Work required:
Should a line below contain the word "simplicity", report it.
- - - -
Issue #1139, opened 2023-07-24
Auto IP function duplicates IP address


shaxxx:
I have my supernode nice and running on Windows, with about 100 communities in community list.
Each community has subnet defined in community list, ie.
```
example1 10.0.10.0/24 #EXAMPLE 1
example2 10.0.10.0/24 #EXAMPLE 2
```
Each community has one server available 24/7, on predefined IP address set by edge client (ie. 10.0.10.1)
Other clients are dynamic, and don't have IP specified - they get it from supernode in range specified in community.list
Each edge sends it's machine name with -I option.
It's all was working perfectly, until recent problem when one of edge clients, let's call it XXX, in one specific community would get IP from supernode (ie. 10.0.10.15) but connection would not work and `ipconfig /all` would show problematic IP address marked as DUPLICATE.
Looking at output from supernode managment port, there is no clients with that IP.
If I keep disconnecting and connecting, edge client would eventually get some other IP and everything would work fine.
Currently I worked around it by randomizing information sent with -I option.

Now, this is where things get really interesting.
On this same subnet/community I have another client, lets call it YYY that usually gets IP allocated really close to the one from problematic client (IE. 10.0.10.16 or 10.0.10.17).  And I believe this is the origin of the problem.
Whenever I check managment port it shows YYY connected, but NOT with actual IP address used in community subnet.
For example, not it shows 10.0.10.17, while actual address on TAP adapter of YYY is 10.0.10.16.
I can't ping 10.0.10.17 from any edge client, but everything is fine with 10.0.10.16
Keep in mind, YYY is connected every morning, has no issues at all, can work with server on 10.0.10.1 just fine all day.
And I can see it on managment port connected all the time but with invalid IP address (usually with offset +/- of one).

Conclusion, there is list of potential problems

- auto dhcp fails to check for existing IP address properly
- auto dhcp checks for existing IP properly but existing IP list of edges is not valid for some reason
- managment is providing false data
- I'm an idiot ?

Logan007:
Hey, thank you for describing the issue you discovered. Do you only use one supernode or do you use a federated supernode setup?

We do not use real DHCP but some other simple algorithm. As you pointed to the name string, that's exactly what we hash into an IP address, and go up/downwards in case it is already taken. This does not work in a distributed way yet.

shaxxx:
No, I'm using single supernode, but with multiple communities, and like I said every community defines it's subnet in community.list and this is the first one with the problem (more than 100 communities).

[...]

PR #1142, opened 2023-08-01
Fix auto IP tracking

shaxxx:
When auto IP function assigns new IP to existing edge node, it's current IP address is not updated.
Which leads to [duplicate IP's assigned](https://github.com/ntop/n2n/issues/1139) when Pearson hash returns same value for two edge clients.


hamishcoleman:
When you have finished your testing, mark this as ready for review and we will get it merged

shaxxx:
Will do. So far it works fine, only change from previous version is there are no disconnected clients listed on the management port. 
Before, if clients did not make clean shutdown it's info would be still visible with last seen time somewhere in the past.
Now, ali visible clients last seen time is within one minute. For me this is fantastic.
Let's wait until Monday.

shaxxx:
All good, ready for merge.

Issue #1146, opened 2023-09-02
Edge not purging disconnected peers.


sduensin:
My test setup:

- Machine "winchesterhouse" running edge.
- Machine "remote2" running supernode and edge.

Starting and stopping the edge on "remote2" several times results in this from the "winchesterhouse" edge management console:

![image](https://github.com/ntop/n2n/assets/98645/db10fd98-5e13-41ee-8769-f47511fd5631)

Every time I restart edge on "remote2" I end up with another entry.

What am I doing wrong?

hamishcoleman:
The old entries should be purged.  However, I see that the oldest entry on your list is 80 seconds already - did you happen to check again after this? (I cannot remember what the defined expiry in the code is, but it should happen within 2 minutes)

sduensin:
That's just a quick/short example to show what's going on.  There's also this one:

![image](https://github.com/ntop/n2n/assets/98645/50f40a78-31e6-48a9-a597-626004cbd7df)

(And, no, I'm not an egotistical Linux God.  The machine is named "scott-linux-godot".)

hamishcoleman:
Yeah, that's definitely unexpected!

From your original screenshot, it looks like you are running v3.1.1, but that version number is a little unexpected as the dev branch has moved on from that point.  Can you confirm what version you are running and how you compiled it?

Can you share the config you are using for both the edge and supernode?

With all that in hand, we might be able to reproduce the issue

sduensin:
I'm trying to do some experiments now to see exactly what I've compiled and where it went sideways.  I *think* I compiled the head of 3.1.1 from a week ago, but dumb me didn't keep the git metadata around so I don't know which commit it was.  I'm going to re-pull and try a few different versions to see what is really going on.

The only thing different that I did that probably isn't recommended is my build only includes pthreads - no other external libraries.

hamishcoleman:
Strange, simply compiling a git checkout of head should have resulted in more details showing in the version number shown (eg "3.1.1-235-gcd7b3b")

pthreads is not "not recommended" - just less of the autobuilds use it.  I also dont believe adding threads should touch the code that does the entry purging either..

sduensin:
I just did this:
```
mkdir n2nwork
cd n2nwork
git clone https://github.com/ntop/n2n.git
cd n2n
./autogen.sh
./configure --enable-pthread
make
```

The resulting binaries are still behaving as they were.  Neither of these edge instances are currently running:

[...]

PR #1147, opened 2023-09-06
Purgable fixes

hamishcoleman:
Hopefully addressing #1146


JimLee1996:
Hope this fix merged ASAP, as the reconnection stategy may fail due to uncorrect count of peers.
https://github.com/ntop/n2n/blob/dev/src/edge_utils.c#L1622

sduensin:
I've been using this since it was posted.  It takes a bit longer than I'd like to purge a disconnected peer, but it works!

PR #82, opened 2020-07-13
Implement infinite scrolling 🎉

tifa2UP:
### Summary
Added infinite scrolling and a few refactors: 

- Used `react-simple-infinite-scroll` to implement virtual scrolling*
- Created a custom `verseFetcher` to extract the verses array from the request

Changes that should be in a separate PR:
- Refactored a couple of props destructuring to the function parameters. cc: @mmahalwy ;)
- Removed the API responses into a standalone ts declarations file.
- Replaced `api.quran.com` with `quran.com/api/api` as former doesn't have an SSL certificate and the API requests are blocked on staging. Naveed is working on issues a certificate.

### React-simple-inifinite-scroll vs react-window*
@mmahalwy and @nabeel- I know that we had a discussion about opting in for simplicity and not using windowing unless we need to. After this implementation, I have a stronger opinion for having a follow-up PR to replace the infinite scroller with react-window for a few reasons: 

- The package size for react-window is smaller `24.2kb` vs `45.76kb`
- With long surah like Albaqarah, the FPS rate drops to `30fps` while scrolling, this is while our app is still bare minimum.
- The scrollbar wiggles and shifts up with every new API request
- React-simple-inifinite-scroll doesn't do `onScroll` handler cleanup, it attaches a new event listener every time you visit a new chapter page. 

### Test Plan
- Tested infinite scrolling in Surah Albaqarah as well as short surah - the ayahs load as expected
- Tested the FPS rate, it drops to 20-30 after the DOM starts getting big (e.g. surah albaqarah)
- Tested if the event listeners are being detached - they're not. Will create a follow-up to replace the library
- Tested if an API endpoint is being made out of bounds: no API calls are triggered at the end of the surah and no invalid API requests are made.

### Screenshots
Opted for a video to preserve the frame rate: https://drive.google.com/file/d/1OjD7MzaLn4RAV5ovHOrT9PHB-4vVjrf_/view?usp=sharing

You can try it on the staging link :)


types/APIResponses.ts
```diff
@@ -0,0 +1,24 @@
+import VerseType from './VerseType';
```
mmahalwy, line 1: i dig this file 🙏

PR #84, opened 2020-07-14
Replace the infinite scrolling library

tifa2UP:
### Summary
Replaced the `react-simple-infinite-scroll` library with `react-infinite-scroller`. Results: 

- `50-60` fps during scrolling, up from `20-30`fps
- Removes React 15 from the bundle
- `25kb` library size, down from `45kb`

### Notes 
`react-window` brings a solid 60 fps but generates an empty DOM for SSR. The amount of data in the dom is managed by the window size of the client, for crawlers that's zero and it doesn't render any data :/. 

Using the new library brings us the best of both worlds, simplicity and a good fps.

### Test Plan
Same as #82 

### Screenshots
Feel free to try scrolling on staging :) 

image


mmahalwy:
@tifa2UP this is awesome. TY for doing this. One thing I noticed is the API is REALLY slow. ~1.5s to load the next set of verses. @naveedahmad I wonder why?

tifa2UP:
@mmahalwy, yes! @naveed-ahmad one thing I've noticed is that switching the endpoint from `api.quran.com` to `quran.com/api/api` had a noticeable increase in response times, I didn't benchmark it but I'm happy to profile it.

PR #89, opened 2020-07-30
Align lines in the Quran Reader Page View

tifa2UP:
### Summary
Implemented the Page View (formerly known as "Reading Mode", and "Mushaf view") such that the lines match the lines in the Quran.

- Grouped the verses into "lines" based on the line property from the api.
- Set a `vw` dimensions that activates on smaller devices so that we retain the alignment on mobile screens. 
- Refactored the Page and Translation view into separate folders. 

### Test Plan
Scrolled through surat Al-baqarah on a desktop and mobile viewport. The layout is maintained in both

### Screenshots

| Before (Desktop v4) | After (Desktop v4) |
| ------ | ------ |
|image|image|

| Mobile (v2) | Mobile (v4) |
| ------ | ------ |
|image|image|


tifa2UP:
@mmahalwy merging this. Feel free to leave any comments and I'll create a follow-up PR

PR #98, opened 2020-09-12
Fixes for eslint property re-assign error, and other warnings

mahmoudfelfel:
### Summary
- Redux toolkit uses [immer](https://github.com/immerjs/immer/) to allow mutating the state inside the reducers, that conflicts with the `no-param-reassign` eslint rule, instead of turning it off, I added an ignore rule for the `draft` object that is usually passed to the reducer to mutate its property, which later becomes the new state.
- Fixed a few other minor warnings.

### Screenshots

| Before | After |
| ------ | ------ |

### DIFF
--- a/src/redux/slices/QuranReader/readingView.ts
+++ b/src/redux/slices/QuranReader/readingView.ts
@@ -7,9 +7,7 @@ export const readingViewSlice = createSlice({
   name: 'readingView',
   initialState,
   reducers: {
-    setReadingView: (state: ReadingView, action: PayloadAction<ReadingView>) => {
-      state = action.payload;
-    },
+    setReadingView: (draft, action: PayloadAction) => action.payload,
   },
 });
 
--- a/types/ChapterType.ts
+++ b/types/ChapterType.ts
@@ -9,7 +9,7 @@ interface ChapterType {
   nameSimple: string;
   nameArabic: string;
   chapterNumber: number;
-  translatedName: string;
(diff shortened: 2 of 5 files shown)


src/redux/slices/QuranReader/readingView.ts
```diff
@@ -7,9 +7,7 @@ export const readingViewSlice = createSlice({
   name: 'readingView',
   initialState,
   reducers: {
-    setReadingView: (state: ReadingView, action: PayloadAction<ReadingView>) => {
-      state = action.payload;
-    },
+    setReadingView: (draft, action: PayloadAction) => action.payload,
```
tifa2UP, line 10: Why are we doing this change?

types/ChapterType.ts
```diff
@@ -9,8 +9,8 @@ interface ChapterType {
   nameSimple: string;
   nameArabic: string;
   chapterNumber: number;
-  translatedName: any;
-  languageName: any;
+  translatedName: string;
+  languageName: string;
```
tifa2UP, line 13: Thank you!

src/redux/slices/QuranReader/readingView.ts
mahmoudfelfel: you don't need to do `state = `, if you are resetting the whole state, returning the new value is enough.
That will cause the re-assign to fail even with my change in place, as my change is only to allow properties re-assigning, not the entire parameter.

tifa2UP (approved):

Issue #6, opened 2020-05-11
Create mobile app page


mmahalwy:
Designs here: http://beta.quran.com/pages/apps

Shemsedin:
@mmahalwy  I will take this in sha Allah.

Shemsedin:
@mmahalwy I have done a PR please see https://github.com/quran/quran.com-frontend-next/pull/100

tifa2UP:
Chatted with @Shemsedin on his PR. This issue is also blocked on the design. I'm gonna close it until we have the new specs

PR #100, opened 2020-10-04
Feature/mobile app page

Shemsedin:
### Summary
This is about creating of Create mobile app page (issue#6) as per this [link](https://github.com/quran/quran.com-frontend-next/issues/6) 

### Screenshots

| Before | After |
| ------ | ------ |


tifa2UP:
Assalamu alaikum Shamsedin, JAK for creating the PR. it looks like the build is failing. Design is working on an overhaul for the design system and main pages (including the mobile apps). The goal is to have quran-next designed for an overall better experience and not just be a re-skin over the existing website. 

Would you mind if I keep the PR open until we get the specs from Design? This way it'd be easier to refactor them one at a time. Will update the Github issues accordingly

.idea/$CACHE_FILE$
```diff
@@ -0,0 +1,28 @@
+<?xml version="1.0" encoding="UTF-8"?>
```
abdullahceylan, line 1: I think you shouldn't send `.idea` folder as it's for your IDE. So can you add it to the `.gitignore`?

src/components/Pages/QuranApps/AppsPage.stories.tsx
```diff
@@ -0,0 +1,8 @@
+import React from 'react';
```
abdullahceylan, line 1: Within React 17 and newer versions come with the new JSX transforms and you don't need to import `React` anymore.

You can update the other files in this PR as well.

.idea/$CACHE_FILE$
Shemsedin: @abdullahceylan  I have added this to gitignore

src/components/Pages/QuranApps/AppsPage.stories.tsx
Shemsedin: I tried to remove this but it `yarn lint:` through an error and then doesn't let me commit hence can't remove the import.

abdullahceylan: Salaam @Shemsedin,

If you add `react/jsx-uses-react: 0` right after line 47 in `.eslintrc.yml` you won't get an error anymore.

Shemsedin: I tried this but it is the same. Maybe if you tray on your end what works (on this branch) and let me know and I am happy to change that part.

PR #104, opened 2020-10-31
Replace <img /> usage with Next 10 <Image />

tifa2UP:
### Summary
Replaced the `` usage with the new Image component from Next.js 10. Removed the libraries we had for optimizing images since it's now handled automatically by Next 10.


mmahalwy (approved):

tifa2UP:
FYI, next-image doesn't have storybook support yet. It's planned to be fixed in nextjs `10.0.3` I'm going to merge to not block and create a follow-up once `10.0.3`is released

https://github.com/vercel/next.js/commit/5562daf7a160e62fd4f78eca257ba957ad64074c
- - - -
Answer for this exercise:
@mmahalwy and @nabeel- I know that we had a discussion about opting in for simplicity and not using windowing unless we need to. After this implementation, I have a stronger opinion for having a follow-up PR to replace the infinite scroller with react-window for a few reasons: 
Using the new library brings us the best of both worlds, simplicity and a good fps.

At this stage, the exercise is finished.